● **Collected data entries**:
PR #1102, opened 2026-06-17
No more SaliOxan Mix

Willzile1:
## About the PR

Mixing SalicylicAcid and Oxandrolone will decompose into some of it's base components, plus space cleaner.
## Why / Balance

Lazy doctors and chemists will mix Sali and Oxan to have an omni injection that can be used on anyone for anything. Also stops people becoming nigh unkillable with that same mix.
## Technical details

Added SalicOxanDecomp reaction in single_reagent.
## Media

Result of mixing 10u of SalicylicAcid and Oxandrolone
image

Approximate damage values
image

## Requirements

## Breaking changes

**Changelog**

:cl:
- tweak: SalicylicAcid and Oxandrolone can no longer be mixed together.


archee1:
personally i think this is the wrong approach, the core issue with these chems even in isolation is they are far too strong in combat situations, their specialty of 'being bad for low amounts' is better suited as 'being good for high amounts' in examples of explosives spacing or fires.

This also doesnt address that you can mix up something such as Salic/Punct and now have a 4/4/8 healing rate chem mix, i get that the idea is to adress 'lazy mixes' but the same is possible by swapping the oxandrolone out for dermaline, which has relatively as decent potency to oxandrolone.

Sure these chems are in the 'high end' of production though to chemists worth their salt this doesnt mean they take any longer than 4 minutes to make, and doesnt validate their power.

I think a better solution would be something similar to what wizden did to their tier 2 brutes a good while back, halving the metabolism rates and healing so that it takes twice as long to get the same effect, reducing its effect for active combat. perhaps raising the thresholds from 25 -> 50 also, so that its further dampened as a low end healer for someone that has had bone damage and would then go to rely on topicals.

Willzile1:
Less about their combat use, I don't mind that aspect, what I am trying to combat is a doctor just injecting a patient with 7.5 of both chems and instantly healing any and all damage without even checking them. I want doctors to need to actually check what damage their patients have instead of shotgunning them with no consequence.

Sali and Oxan have literally zero downsides to their use. Tier ones have the low healing potential, tier twos have the specialized brutes that are unable to be mixed, tier fours have the comically low OD amount, but tier threes have nothing. Tier threes are the best of all of them by far, they have the highest healing potential, they work incredibly fast, and have a high OD amount. Combining the two just make it nigh impossible to kill someone with any non-exotic damage types.

I still want to reward players for making it, but I don't want it to keep being the panacea it currently is. I want it to keep it's combat capabilities, but remove the triviality of it's use. Yes, you can swap out the Oxan for Darma, but that comes with a reasonable OD and less healing potential.

I want to break this one specific meta mix that makes people very hard to kill.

● **Goal of the exercise**: For the word "these", state how many lines of the entries contain it, with nothing else.

● **Solution**: 2